Anthared shrugged his Warder's cloak over them both, then moved them in closer to a nearby wall. There they stood, pressed together. That close the intimacy of the bond was a palpable thing; Yamela could feel touch of the chill breeze on the tip of Anthared's nose as easily as she could feel it on the tip of her own. His bad knee was aching; she reminded herself to Heal the bloody thing for him again. They stood very still for a long time, while the little girl Anthared had described passed them several times, searching for them. Yamela almost felt sorry for her. She could see the panic in the girl's expression, the tears beginning to stain her cheeks. But there was nothing for it. Right now was not the time to be followed. Only when the girl had been gone for a long while did she deem it safe to move. Still beneath the cloak, she led Anthared down a side street and away into the city. They left prints in the snow, but the street was full of footprints and two extra pairs would make little difference.

Only when they reached their destination did she pull free of the Warder's cloak. She had found the dyers' shops not far from the seamstresses'. There were two.

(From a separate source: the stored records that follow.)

PR #448, opened 2024-12-12
add error check on pressure matching for Manifold EOS

baperry2:
In the Manifold EOS, the nominal pressure for the manifold model must be specified. This pressure should match the Pmean specified for PeleLMeX in the prob structure, although one is in cgs units and the other is in mks units.

### DIFF
--- a/Source/PeleLMeX.H
+++ b/Source/PeleLMeX.H
@@ -316,6 +316,7 @@ public:
    * parameters.
    */
   void checkRunParams();
+  void checkSetupParams();
 
   //-----------------------------------------------------------------------------
   // REGRID / LOAD BALANCE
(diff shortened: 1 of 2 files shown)


baperry2:
@justint1997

She chose the one which looked the richest, and banged on the door as loudly as she could.

"What are you up to, Yamela Sedai?"

"I need to find Rosly, or whatever her name really is. And I didn't want that other girl seeing me search for her."

"And you search here?"

"Her fingers. Her fingertips were a greenish purple. That's typical of those working with dyes, and that particular colour comes from an expensive dye. She does some work in this store, or I'm a feathered goose."

"Yes, but it's the middle of the night."

"Can't be helped." She banged again on the door.

Anthared grumbled something about manners, but she ignored him. He took post beside her, half-hidden beneath his cloak, alertly watching the streets.

He still barely looked at her. Yes, he was most definitely upset with her. Vaston Morrent had made him angry – she thought she hadn't ever felt him so angry – and she had made it worse: "Do this for me, Vaston, and I'll see what I can do to help your brother." Vaston hadn't believed her, but he didn't have much of a choice. He'd disappeared into the night and left Yamela to face her Warder's displeasure. For her Warder had believed her, and he hadn't approved at all. His anger still grew with every passing moment. She wasn't sure why. She really should ask him. She didn't like when he was angry with her. It made her skin crawl.

The door opened. There stood a burly woman, a head taller than Yamela and wide as an oxen. She wore a night tunic and over it a thick, colourful shawl, and her fingertips and hands were stained the very same colour as Rosly's had been. At the sight of Yamela, her eyes widened. "Light, milady! What's one like you doing here in the middle of the night?"

"Good night to you too, mistress Kovallis," Yamela said, having read the name on the sign next to the door. "I'm sorry I'm here so late, but I'm looking for a girl who works with you. She has a thin face, is about this tall, has reddish hair."

Kovallis' eyes widened, and her jaw worked thrice before the words came out. "I don't know any girl –"

"You're lying," snapped Yamela, taking a step closer and staring Kovallis right into the face. She used the blunt speech she'd learned from Velde Sedai, which was the quickest and most brutally honest way she knew of verbally bludgeoning someone along to your point. "If you're trying to protect her, all and good, I'm not here to hurt her. She hasn't stolen anything from me, and I'm not setting the watch on her, or on you. But I need to talk to her. Now. So go inside, mistress, and fetch her, or tell me where she is."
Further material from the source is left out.